Want a copy? Click here to find your closest indie bookseller and/or here for amazon.
But what of that analog world of which I wrote above?
One of the hooks of Cash on Cash is that it contains material you cannot find on the internet. Holding those archived documents in my hands, lifting them from boxes and inhaling them - magazines, newspapers, out-of-print books – returned me to a world beyond the servers, the algorithms, the search engines, the social media platforms, the “web presences.”
Oddly, a couple friends bristled when I shared my realization that so much is not yet digitized, not yet uploaded to the World Wide Web.
“It’s out there,” one insisted. “It’s just hard to find. But somebody’s digitized it.”
I’m sorry, but that is not so.
Most of my friends are secular, but I’ve come to realize a few have filled their God-shaped hole with reverence for their beloved internet. It brings them so much. Mentioning its shortcomings is mildly blasphemous. But I’m here to tell you, or to remind you: there’s mountains of stuff out there that almighty Google cannot unearth. Only human hands can do it.
Stepping back into that non-digitized realm was like stumbling from my well-worn path onto a vast, instantly familiar landscape, like walking the neighborhood of my youth. It’s been here all along, moldering beyond the glow of my devices. Decaying, yes, but still very much alive.
Perhaps that’s one reason people shrink from the analog world, and the memories enshrined therein. Unlike digital, which seems impervious to rot (it definitely is not), the analog world is organic, and in varying stages of decomposition. If there’s one thing most modern day humans avoid, it’s decay.
To clarify: “analog world” is the world of media you can hold in your hands – magazines, maps, books, letters, postcards, cassettes, vinyl. Of course all those things still exist, but my time among them is far, far less than it once was. Whereas, when I measure time spent on my phone and the device on which I’m typing, I have a little anxiety attack.
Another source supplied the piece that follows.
PR #2400, opened 2025-05-06
chore: Make `alloy-rpc-types-debug` `no_std` compatible

### LINKED ISSUE #2399: [Feature] Make alloy-rpc-types-debug no_std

I once spent untold hours in the analog world, especially in my teens and twenties. I mark my entry into the digital world at 1997, when Holly was pregnant with our son, Jack. A quarter century ago. I was to be a stay-at-home dad for his first few years.
Holly had possessed an AOL account since the mid-90s. She and several of our friends loved email, and they figured I’d love it, too. I’d been an avid pen pal. Holly and I courted through letters and mixtapes, and several deep friendships flowered through correspondence. I did a lot of epistolary writing. (More than I realized.) And my pen pals gave as good as they got, bless them.
Taking care of an infant would make these communiques more challenging. With email and AOL chat, I could keep in touch with far-flung friends so much easier, and it would be immediate. What a thrill.
I could continue to write letters, of course. But once Jack arrived, I rarely did so. I squirreled away most of the evidence of my analog world. In the ensuing decades, my perception of what was in the boxes changed.
I’ve wondered when this moment would arrive. What catalyst would move me to revisit the analog world of my past, the hard evidence of connections? Evidently, poring over old magazines and newspapers for Cash on Cash did the trick.
I could easily say, “I didn’t have time to assess the boxes because I’ve spent a big chunk of the last couple decades raising a kid and carving out a life.” But that’s a lame excuse. I’ve made plenty of time to do a lot of dumb shit, like surf the internet, post crap on social media, nurture dead-end relationships, and doomscroll. No, what kept me from opening the boxes was a couple types of fear. Fear that mice had gotten in and destroyed stuff. Fear that I’d be overwhelmed with ghosts, as I’ve lost so many loved ones whose handwriting and images were enclosed therein.
A few weeks ago, after being unable to get it off my mind, as if under a spell, I said fuck it. I unearthed the boxes from a couple closets. My heart pounded as I peeled back the brittle packing tape. and then… boom, I was in a time warp, for good and for ill.
Thankfully, there was no discernible rodent damage. The contents were remarkably preserved.
I sat for a couple hours and read travel diaries, magazine clippings, notes from disgruntled and/or delighted friends, letters from besotted and/or enraged lovers, a fraught note from a former teacher who’d had a longtime affair with a teenage student, a man other teens and I (and adults) had protected. (For the record, I deeply regret covering for him. More on that in another post.)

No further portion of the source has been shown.